### MATERIAL PROVIDED
···

Issue #623, opened 2021-07-04
@trpc/server - Handling CORS and CORS preflight requests


lleyton:
When using the standalone server, it might be useful to handle CORS preflight requests. Currently the request just falls with a 405, Method Not Allowed. I'm proposing the addition of a `cors` field on the `CreateHttpHandlerOptions` object, which would contain an array of allowed origins, or a boolean of whether to allow all origins. Thoughts?

KATT:
You can use the http handler straight-off. 

### Example code

```ts
import * as trpc from '@trpc/server';
import { z } from 'zod';
import http from 'http';

type Context = {};

export const appRouter = trpc.router<Context>().query('hello', {
  input: z
    .object({
      name: z.string(),
    })
    .optional(),
  resolve: ({ input }) => {
    return {
      text: `hello ${input?.name ?? 'world'}`,
    };
  },
});

export type AppRouter = typeof appRouter;

// create handler
const handler = trpc.createHttpHandler({
  router: appRouter,
  createContext() {
    return {};
  },
});

const server = http.createServer((req, res) => {
  // do whatever you want here
  // Set CORS headers
  res.setHeader('Access-Control-Allow-Origin', '*');
  res.setHeader('Access-Control-Request-Method', '*');
  res.setHeader('Access-Control-Allow-Methods', 'OPTIONS, GET');
  res.setHeader('Access-Control-Allow-Headers', '*');
  if (req.method === 'OPTIONS') {
    res.writeHead(200);
    res.end();
    return;
  }
  handler(req, res);
});

server.listen(2022);
```

PR #1946, opened 2022-05-30
replace standalone example

Crazytieguy:
I had trouble understanding how tRPC worked, and this example was too complex for me. I created a simpler example that will be useful to a wider audience. I hope you like it :)

It's possible it should be its own example, I wasn't sure what you would prefer


jlalmes:
Thanks @Crazytieguy, while I agree that this `standalone-example` could be tidied up - I think this example could be a little _too_ simple. The [docs](https://trpc.io) should cover the all of basics for new devs to get started. 

Additionally I think we should be encouraging users to use `zod` input/output validators.

Crazytieguy:
Hi @jlalmes :)

The problem I had was that the docs don't have a working minimal example at all, and they recommend looking at this examples folder in order to get started (in fact it's at the top of the first page of the docs). As someone who didn't know yesterday what zod is and was struggling to understand which dependencies are mandatory I think it's really nice to have an example where the only dependency is tRPC (and node-fetch to simulate the browser environment). It's really nice to see how changing the validation function changes the inferred type of the api - it really helped me understand how tRPC works. But I'm open to adding in zod if you think it's worth it, I can see the advantage. Maybe adding another api with a different type signature might also be nice (maybe an api that takes a number, objects are a bit hard without zod)

Also - following a short exchange with @KATT I changed the PR such that the old example is preserved.

Crazytieguy:
Perhaps the code in this example should match the code in the quickstart. Or maybe the other way around. Or maybe there should be a new docs page for people who want to understand the basic premise of tRPC. Or maybe it should match the nice video on the main readme, so that people can reproduce the video easily

Crazytieguy:
Oh and I would have liked the client to run in the browser instead of node, but then I would need to enable CORS for the trpc standalone httpserver and I didn't find a way to do that. Is there a way?

jlalmes:
Great argument and some excellent ideas here - I'm all for adding a `minimal-example`! There are plans to greatly improve the docs with interactive examples etc. (coming soon™)

Standalone HTTP server CORS setup: https://github.com/trpc/trpc/issues/623#issuecomment-878639248

Crazytieguy:
I gave up on making the client run in the browser because it was too complex and doesn't align with any of the other examples. Also I switched to yarn to solve an issue with npm workspaces

Crazytieguy:
As far as I'm concerned the PR is ready :)

KATT (changes requested):
Thanks! Please do the below, otherwise the builds won't run:

1. Close this PR

Crazytieguy:
@KATT Done https://github.com/trpc/trpc/pull/1948

PR #1948, opened 2022-05-30
add minimal example

Crazytieguy:
See https://github.com/trpc/trpc/pull/1946


Crazytieguy:
@KATT PR is ready :)

KATT (commented):
@Crazytieguy I did a bunch of tweaks, whatcha think?

Crazytieguy:
@KATT I really like the changes, and I'm glad I got to know these cool npm scripts :).
I played around and added a couple more small changes

Crazytieguy:
I added the example to the table in the relevant docs page.

Crazytieguy:
@KATT PR is ready

examples/minimal/package.json
```diff
@@ -0,0 +1,28 @@
...
+    "test-dev": "start-server-and-test 'ts-node server' 2022 'ts-node client'",
+    "test-start": "start-server-and-test 'node server' 2022 'node client'"
+  },
+  "workspaces": [
+    "client",
+    "server"
+  ],
+  "devDependencies": {
+    "@types/node": "^17.0.10",
+    "@types/node-fetch": "^2.5.11",
```
sachinraja, line 20: Shouldn't this only be a dependency of the `client` workspace?

examples/standalone-server/package.json
```diff
@@ -12,18 +12,14 @@
     "test-start": "start-server-and-test 'node dist/server' 2022 'node dist/client'"
   },
   "dependencies": {
-    "@trpc/client": "^9.25.2",
-    "@trpc/react": "^9.25.2",
-    "@trpc/server": "^9.25.2",
+    "@trpc/client": "^9.23.6",
+    "@trpc/server": "^9.23.6",
```
sachinraja, line 16: These should be on the latest version

examples/minimal/tsconfig.json
```diff
@@ -0,0 +1,9 @@
+{
+  "compilerOptions": {
+    "moduleResolution": "node",
+    "esModuleInterop": true,
+    "strict": true
+  },
+  "include": ["server", "client"],
+  "exclude": ["**/node_modules"]
```
sachinraja, line 8: `node_modules` are excluded by default but it's fine if you want to be explicit

examples/minimal/client/package.json
```diff
@@ -0,0 +1,8 @@
+{
+  "name": "@examples/minimal-client",
```
sachinraja, line 2: Let's add `"private": true` to these too

examples/minimal/.gitignore
```diff
@@ -0,0 +1,2 @@
+index.js
```
sachinraja, line 1: This seems weird to me. We should just build to a `dist` folder so we can ignore that.

sachinraja (changes requested):

examples/minimal/.gitignore
Crazytieguy: I think it would get a bit messy because of the separate dependencies

examples/minimal/package.json
Crazytieguy: fixed

examples/standalone-server/package.json
Crazytieguy: fixed

examples/minimal/tsconfig.json
Crazytieguy: fixed

examples/minimal/client/package.json
Crazytieguy: fixed

examples/minimal/.gitignore
ixahmedxi: I agree with @sachinraja, built JS files shouldn't be alongside source code, better to have them in some sort of folder like `dist` or `build`.

Crazytieguy: I was wrong, it wasn't a mess 😅

Crazytieguy:
Thanks for letting me know :) sounds very reasonable

KATT:
I don't see the big value over https://github.com/trpc/trpc/tree/main/examples/standalone-server, so going to close this for now, feel free to add improvements on the standalone server on the `next` branch

Crazytieguy:
@KATT When I told a friend about trpc, he instinctively disliked it because it felt like magic to him and he didn't understand how it works. I couldn't explain it without making my own minimal example, because standalone-server has some unnecessary dependencies and the code is much longer than is necessary. Also - this could turn into a one page quickstart guide that can actually be run, unlike the current quickstart which doesn't have any client code.

Crazytieguy:
You can see https://github.com/trpc/trpc/pull/1946 for the original discussion, and I think we chatted a bit on discord

KATT:
Apologies that I didn't merge this. I am don't want to do stuff on the `main`-branch right now as they also mean I have to migrate them to v10, I'm more inclined stuff that is pointing to [`next`](https://github.com/trpc/trpc/tree/next)

Maybe we should do this? _(all on the `next` branch)_

- Rename standalone example to `minimal`? AFAICT, basically includes the same thing with different structure
- Restructure it so it's easier to grok?
- _Potentially_ extract the websocket bits into its own example

Crazytieguy:
If you truly think it's valuable I'm willing to migrate this example to v10 and open a PR on next, but I don't want to start refactoring standalone-server right now. If you ask me that one can be deleted.

KATT:
I think it is valuable! ☺

PR #1966, opened 2022-06-10
Added "exports" to package.json

JuanM04:
Added ["exports"](https://nodejs.org/api/packages.html#conditional-exports) field in package.json


sachinraja:
Thanks for the PR! However, we have full ESM compatibility in the `next` branch (released as an alpha version) because it's technically breaking and this version isn't fully ESM compliant for a multitude of reasons.

PR #2262, opened 2022-07-19
docs: add version-tag to react-query in installation snippets

juliusmarminge:
Update installation snippets since react-query have tagged v4 as stable and it is not currently compatible.


KATT (commented):
Should it be `react-query@^3` or `react-query@3`?

juliusmarminge:
> Should it be `react-query@^3` or `react-query@3`?

Not sure if that matters? Tried both and they both installed `3.39.2`, only difference is the symbol displayed in package.json. Not sure how this works when you dont specify an exact version...

```json
  "react-query": "3",
  // vs
  "react-query": "^3",
```

KATT (approved):
Thanks!

PR #2271, opened 2022-07-20
fix(www): sync docusaurus and tailwind dark mode 

ixahmedxi:
This pull request changes the following:

- Syncs both docusaurus and tailwind to be on dark/light mode based on system preferences and disables manual docusaurus theme toggling that way both docusaurus and tailwind will always be on light/dark mode together.
- This allows the ability to use the `dark:` class name prefixes of tailwind and for them to work as expected again.


ixahmedxi:
don't worry about the `index.tsx` class name shuffle around it's just a vscode extension I have that organises class names of tailwind.

KATT (approved):

PR #2273, opened 2022-07-20
feat(www): reorganises & styles the hompage navbar

ixahmedxi:


www/docusaurus.config.js
```diff
@@ -39,24 +39,13 @@ module.exports = {
...
-          label: 'Quickstart',
-        },
-        {
-          to: 'docs/awesome-trpc',
-          label: 'Awesome tRPC Collection',
-        },
-        {
-          to: 'docs/nextjs',
-          label: 'Usage with Next.js',
-        },
```
KATT, line 55: Hmm why do you wanna delete these?

ixahmedxi: It's based on the new proposed design
CleanShot 2022-07-21 at 13 36 27@2x

The two deleted links are also in the first section of the docs immediately, if necessary we could probably have a dropdown button that would link some important sections of the docs because now that the navbar has the container class of tailwind it won't fit many items. As for the twitter and discord links we will have those underneath the main introductory content in the landing page so they aren't gone they will just be moved.

KATT (changes requested):
Hmmmm... I would be more comfortable if we started with the rest of the layout before we make the decision of hiding stuff in the top bar.

In short: let's not tamper with the top bar _for now_


Also, on your proposed designs, we have previously mentioned that we want to show the client and the server at once in order to showcase the inference, so please bear in mind that that is still the case.

If you want "safe" sections to work on in terms of things we "know" I'd have a look at everything that was _below_ the hero and the top bar area.

KATT:
Closing this for now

···

### WHAT TO DO
Check each line of the material for the word "based". State how many have it, and write nothing else.

### TASK RESULT
2